I'm no expert (this will become obvious momentarily) so I've always been puzzled about one thing. At a certain point a mother gives birth to a child with a different genetic code, right? Fine, but let's say the child is a female. My question is; where does the male come from with the same genetic code to propagate this new species? Or is it a horse + donkey = mule type of thing where the species are similar enough to carry on. My ignorance on this is great so I would appreciate any answers you could provide?You're asking the wrong person, allow me...
The answer is that it's not a matter of having "same" or "different" genetic code. Every human being has a different, unique genetic code (that's why DNA matching works in criminal cases). But obviously we can still interbreed.
No "exact match" of DNA is required to interbreed, just "close enough".
And the short answer to your question (there are all sorts of fascinating complicating details) is that when a population (usually, an isolated *subpopulation*) of species X is evolving towards becoming species Y, the amount of genetic change per generation is small enough that each member of the population can continue to interbreed with the rest of the population, even if it has a mutation that hasn't yet spread to the rest of the population.

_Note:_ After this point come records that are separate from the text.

PR #401, opened 2020-06-11
Database key fix

eldadfux:
Fixed an issue where database rules keys have been limited to 40 chars instead of 32. The console UI was also missing proper validation.


eldadfux:
Documents list UI has also been limited to 10 cells as performance was starting to degrade when tested with a lot of cells (45). Figured 10 should be more than enough for document preview.

PR #411, opened 2020-06-13
[Feature] Mail background worker

TorstenDittmann:
To speed up endpoints in which an email is sent, this PR adds a background worker which allows asynchronous sending of emails.


eldadfux:
Great work!! 🥳

PR #686, opened 2021-06-11
Generate workspace hostname based on account console hostname

pietern:
It not always ends in `.cloud.databricks.com`. We can reasonably assume the workspace hostname to equal the account console hostname with the `accounts` prefix replaced by the deployment name of the workspace.


pietern:
I also needed to comment out https://github.com/databrickslabs/terraform-provider-databricks/blob/14f74eb006a40b38e57eaf50014ee2e53ae8c26b/common/http.go#L131-L161 to make this work.

@nfx Thoughts on removing the hardcoded accounts console URL there?

nfx:
@pietern https://github.com/databrickslabs/terraform-provider-databricks/pull/686#issuecomment-859364265 - eh... technically we can, but i don't know if we should. We have to **explicitly** tell users that they must use provider aliasing. or when they are not using the correct hostname. logically it should be backend's responsibility, but our rest api doesn't give such a detail :( it's very annoying to have those issues.

do you think that making an env variable to specify our internal dev/staging accounts hosts for `strings.Contains(c.Host, accountsHost)` will work?...

nfx:
in order to merge this, we have to get passing tests

alexott (approved):
lgtm

nfx (approved):

pietern:
@nfx Can you merge? I'm not authorized to.

PR #706, opened 2021-07-01
validate permission levels relative to the object

psg2:
Hi, folks.

This change is so we can validate during the plan relation between different resource attributes which is yet not possible on Terraform other than ConflictsWith.

The idea here is to block resources like:

```hcl
resource "databricks_permissions" "cluster_permissions" {
  cluster_id = "0000"

  access_control {
    user_name = "me"

    permission_level = "CAN_USE"
  }
}
```

With an error like this one:

```
Error: permission_level CAN_USE is not supported with cluster_id objects

  on main.tf line 10, in resource "databricks_permissions" "cluster_permissions":
  10: resource "databricks_permissions" "cluster_permissions" {
```

References:
- https://github.com/hashicorp/terraform-plugin-sdk/issues/354
- https://github.com/hashicorp/terraform-plugin-sdk/issues/233


access/resource_permissions.go
```diff
@@ -353,7 +363,87 @@ func ResourcePermissions() *schema.Resource {
...
-		Schema:      s,
+		Schema: s,
+		CustomizeDiff: customdiff.Sequence(
+			func(_ context.Context, diff *schema.ResourceDiff, v interface{}) error {
+				// Plan time validation for object permission levels
+				objectPermissionLevelMappingList := []struct {
+					objectKey               string
+					allowedPermissionLevels []string
+				}{
+					{
```
nfx, line 374: Please incorporate with generic permissions mapping:

https://github.com/databrickslabs/terraform-provider-databricks/blob/993bc17c22cd32569fb3f65d071956c9722386a7/access/resource_permissions.go#L230

And perhaps fetch permission levels from API, so that provider won't have to be changed once new permissions are added on the platform

nfx (changes requested):
@psg2 , great addition. Please see the comment

nfx:
And we need to incorporate custom diff to couple of other resources, thanks for taking the first step

access/resource_permissions.go
psg2: Good idea, forgot that we had those on the API. Will do the improvement.

psg2:
> And we need to incorporate custom diff to couple of other resources, thanks for taking the first step

Do we have issues with those? I can take some others as well.

access/resource_permissions.go
psg2: However, one question just saw that the [API to get cluster permissions](https://docs.databricks.com/dev-tools/api/latest/permissions.html#operation/get-clusters-permission-levels) for instance requires a `cluster_id`. I'm thinking if this won't be a problem, since that the CustomizeDiff runs during the plan if I understood correctly there might be the case that the cluster_id is still unresolved and we won't be able to call the API. What are your thoughts here?

nfx: @psg2  you're right. let's then keep them hardcoded. but in `permissionsResourceIDFields`

psg2: Done.

nfx (approved):
Code looks good. Have to double check permissions mapping next week

nfx (approved):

Over several generations its novel mutation does spread through the population and becomes ubiquitous in the population, and thus when the next novel mutation pops up in the population, everyone's already on the same "page" with respect to the last one, and the new mutation is no more hindrance to interbreeding than the last one originally was.
Rinse, repeat, etc.
Eventually number of novel mutations in the population becomes so large that even though the population itself can still interbreed (because they all "evolved together" into species Y through genetic exchange), the population is "enough different" DNA-wise that it will no longer be able to interbreed with members of the *original* population of species X it split off from (which itself may be relatively unchanged, or evolved off in a different direction itself).
This is how one species splits into two (or more), each "daughter" species unable to mate with its "sister" species, yet always able to breed with itself at every stage along the way.

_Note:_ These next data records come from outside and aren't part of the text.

PR #721, opened 2021-07-12
Azure auth with SPN now uses AAD token by default instead of PAT

alexott:
* PAT token still could be used by setting `azure_use_pat_for_spn` to `true`
* Check was added to make sure that Azure KeyVault + SPN is detected during plan, not during execution

### DIFF
--- a/access/resource_permissions.go
+++ b/access/resource_permissions.go
@@ -14,7 +14,6 @@ import (
 	"github.com/databrickslabs/terraform-provider-databricks/workspace"
 	"github.com/hashicorp/go-cty/cty"
 	"github.com/hashicorp/terraform-plugin-sdk/v2/diag"
-	"github.com/hashicorp/terraform-plugin-sdk/v2/helper/customdiff"
 	"github.com/hashicorp/terraform-plugin-sdk/v2/helper/schema"
 	"github.com/pkg/errors"
 )
@@ -366,32 +365,30 @@ func ResourcePermissions() *schema.Resource {
 	}
 	return &schema.Resource{
 		Schema: s,
-		CustomizeDiff: customdiff.Sequence(
-			func(ctx context.Context, diff *schema.ResourceDiff, m interface{}) error {
-				me, err := identity.NewUsersAPI(ctx, m).Me()
-				if err != nil {
-					return err
+		CustomizeDiff: func(ctx context.Context, diff *schema.ResourceDiff, m interface{}) error {
+			me, err := identity.NewUsersAPI(ctx, m).Me()
+			if err != nil {
+				return err
+			}
+			// Plan time validation for object permission levels
+			for _, mapping := range permissionsResourceIDFields(ctx) {
+				if _, ok := diff.GetOk(mapping.field); !ok {
+					continue
 				}
-				// Plan time validation for object permission levels
-				for _, mapping := range permissionsResourceIDFields(ctx) {
-					if _, ok := diff.GetOk(mapping.field); !ok {
-						continue
+				access_control_list := diff.Get("access_control").(*schema.Set).List()
+				for _, access_control := range access_control_list {
+					m := access_control.(map[string]interface{})
+					permission_level := m["permission_level"].(string)
+					if !stringInSlice(permission_level, mapping.allowedPermissionLevels) {
+						return fmt.Errorf(`permission_level %s is not supported with %s objects`, permission_level, mapping.field)
 					}
-					access_control_list := diff.Get("access_control").(*schema.Set).List()
-					for _, access_control := range access_control_list {
-						m := access_control.(map[string]interface{})
-						permission_level := m["permission_level"].(string)
-						if !stringInSlice(permission_level, mapping.allowedPermissionLevels) {
-							return fmt.Errorf(`permission_level %s is not supported with %s objects`, permission_level, mapping.field)
-						}
-						if m["user_name"].(string) == me.UserName {
-							return fmt.Errorf("it is not possible to decrease administrative permissions for the current user: %s", me.UserName)
-						}
+					if m["user_name"].(string) == me.UserName {
+						return fmt.Errorf("it is not possible to decrease administrative permissions for the current user: %s", me.UserName)
 					}
 				}
-				return nil
-			},
-		),
+			}
+			return nil
+		},
 		ReadContext: readContext,
 		CreateContext: func(ctx context.Context, d *schema.ResourceData, m interface{}) diag.Diagnostics {
 			var entity PermissionsEntity
--- a/access/resource_secret_scope.go
+++ b/access/resource_secret_scope.go
@@ -8,7 +8,6 @@ import (
 
 	"github.com/databrickslabs/terraform-provider-databricks/common"
 
-	"github.com/hashicorp/terraform-plugin-sdk/v2/helper/customdiff"
 	"github.com/hashicorp/terraform-plugin-sdk/v2/helper/schema"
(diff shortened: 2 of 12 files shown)


access/resource_secret_scope.go
```diff
@@ -150,4 +153,20 @@ func ResourceSecretScope() *schema.Resource {
 			return NewSecretScopesAPI(ctx, c).Delete(d.Id())
 		},
 	}.ToResource()
+
+	resource.CustomizeDiff = customdiff.Sequence(
```
nfx, line 157: why do we need a sequence for one function?

access/resource_secret_scope.go
```diff
@@ -150,4 +153,20 @@ func ResourceSecretScope() *schema.Resource {
...
+		func(ctx context.Context, diff *schema.ResourceDiff, v interface{}) error {
+			kvLst := diff.Get("keyvault_metadata").([]interface{})
+			if len(kvLst) == 0 {
+				return nil
```
nfx, line 161: is it still possible to create databricks scopes?

common/azure_auth.go
```diff
@@ -270,6 +277,19 @@ func (aa *AzureAuth) patRequest() tokenRequest {
 	}
 }
 
+func maybeExtendAuthzError(err error) error {
+	var ae APIError
+	fmtString := "Azure authorization error.  Does your SPN  have Contributor access to Databricks workspace. %v"
```
nfx, line 282: nit: double-spaces 

missing question mark

common/azure_auth.go
```diff
@@ -270,6 +277,19 @@ func (aa *AzureAuth) patRequest() tokenRequest {
...
+	if errors.As(err, &ae) {
+		if ae.ErrorCode == "403" {
```
nfx, line 284: isn't it `ae.StatusCode == 403` instead?

access/resource_secret_scope.go
```diff
@@ -123,11 +124,13 @@ func ResourceSecretScope() *schema.Resource {
 		s["name"].ValidateFunc = validScope
 		s["initial_manage_principal"].ForceNew = true
 		s["keyvault_metadata"].ForceNew = true
+
 		return s
 	})
-	return common.Resource{
+	resource := common.Resource{
```
nfx, line 130: probably make CustomizeDiff package-local function and add unit tests for corner cases

provider/provider_test.go
```diff
@@ -350,6 +356,7 @@ func configureProviderAndReturnClient(t *testing.T, tt providerConfigTest) (*com
 	if err != nil {
 		return nil, err
 	}
+	client.AzureAuth.UsePATForSPN = tt.usePATForSPN
```
nfx, line 359: probably this line should go before `client.Authenticate()`

common/azure_auth.go
```diff
@@ -270,6 +277,19 @@ func (aa *AzureAuth) patRequest() tokenRequest {
...
+			return fmt.Errorf(fmtString, err)
+		}
+	} else if strings.Contains(err.Error(), "does not have authorization to perform action") {
+		return fmt.Errorf(fmtString, err)
```
nfx, line 288: maybe add unit tests for these two corner cases? :)

common/azure_auth.go
```diff
@@ -270,6 +277,19 @@ func (aa *AzureAuth) patRequest() tokenRequest {
 	}
 }
 
+func maybeExtendAuthzError(err error) error {
+	var ae APIError
+	fmtString := "Azure authorization error.  Does your SPN  have Contributor access to Databricks workspace. %v"
+	if errors.As(err, &ae) {
```
nfx, line 283: just in case, there might be shorter version:

```go
if e, ok := err.(APIError); ok && e.StatusCode == 403 {
  // ..
}
```

nfx (changes requested):

access/resource_secret_scope.go
alexott: yes

common/azure_auth.go
alexott: yeah....

access/resource_permissions.go
```diff
@@ -366,32 +365,30 @@ func ResourcePermissions() *schema.Resource {
 	}
 	return &schema.Resource{
 		Schema: s,
-		CustomizeDiff: customdiff.Sequence(
-			func(ctx context.Context, diff *schema.ResourceDiff, m interface{}) error {
-				me, err := identity.NewUsersAPI(ctx, m).Me()
-				if err != nil {
-					return err
+		CustomizeDiff: func(ctx context.Context, diff *schema.ResourceDiff, m interface{}) error {
```
nfx, line 368: can you revert the formatting for this file not to interfere with diff?

access/resource_secret_scope.go
```diff
@@ -114,6 +114,20 @@ var validScope = validation.StringMatch(regexp.MustCompile(`^[\w\.@_-]{1,128}$`)
 	"Must consist of alphanumeric characters, dashes, underscores, and periods, "+
 		"and may not exceed 128 characters.")
 
+func kvDiffFunc(ctx context.Context, diff *schema.ResourceDiff, v interface{}) error {
+	if diff != nil {
```
nfx, line 118: `if diff == nil { return nil }` would be better

access/resource_secret_scope_test.go
```diff
@@ -301,3 +302,39 @@ func TestResourceSecretScopeDelete_Error(t *testing.T) {
...
+		HCL: `
+			name = "Boom"
+			keyvault_metadata {
+				resource_id = "bcd"
+				dns_name = "def"
+			}`,
+		AzureAuth: &common.AzureAuth{ClientID: "123", ClientSecret: "123", TenantID: "123",
+			ResourceID: "/subscriptions/a/resourceGroups/b/providers/Microsoft.Databricks/workspaces/c"},
+		Create: true,
+	}.Apply(t)
```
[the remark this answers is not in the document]
nfx: you can also use `qa.HTTPFixturesApply` if you want to test just the function and not do the whole fixture

provider/provider.go
```diff
@@ -211,6 +211,12 @@ func DatabricksProvider() *schema.Provider {
 				Default:     false,
 				Description: "Create ephemeral PAT tokens also for AZ CLI authenticated requests",
 			},
+			"azure_use_pat_for_spn": {
+				Type:        schema.TypeBool,
+				Optional:    true,
+				Default:     false,
```
nfx, line 217: could you, just in case, make it as EnvDefaultFunc?

nfx (changes requested):
last round of small comments

access/resource_permissions.go
alexott: it's not a pure formatting, it's removal of `customdiff.Sequence`, just applying the earlier comment to multiple places.  But I can remove it

qa/testing.go
```diff
@@ -102,6 +103,9 @@ func (f ResourceFixture) Apply(t *testing.T) (*schema.ResourceData, error) {
 	if f.Azure {
 		client.AzureAuth.ResourceID = "/subscriptions/a/resourceGroups/b/providers/Microsoft.Databricks/workspaces/c"
 	}
+	if f.AzureAuth != nil {
+		client.AzureAuth = *f.AzureAuth
```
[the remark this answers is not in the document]
alexott: I didn't want to make it more complex than necessary - with `f.Azure` it's easy, just set it to `true`, and it's all. with `AzureAuth` it's slightly more complex

nfx (approved):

Look back a few posts for a discussion of "ring species", whereby each subgroup along a "ring" around a mountain or whatever is still able to interbreed with its "neighbor" subgroups on the ring, but when the far "arms" of the ring meet each arm has changed enough genetically that they are unable to mate at the point where they "meet up" on the other side of the geographic obstacle. This works in a way similar to my description above -- each subgroup is "not too different" from its neighbors to interbreed, but over the whole extent of the line/ring, the far "ends" have diverged enough from each other to be unable to mate. Same thing, basically.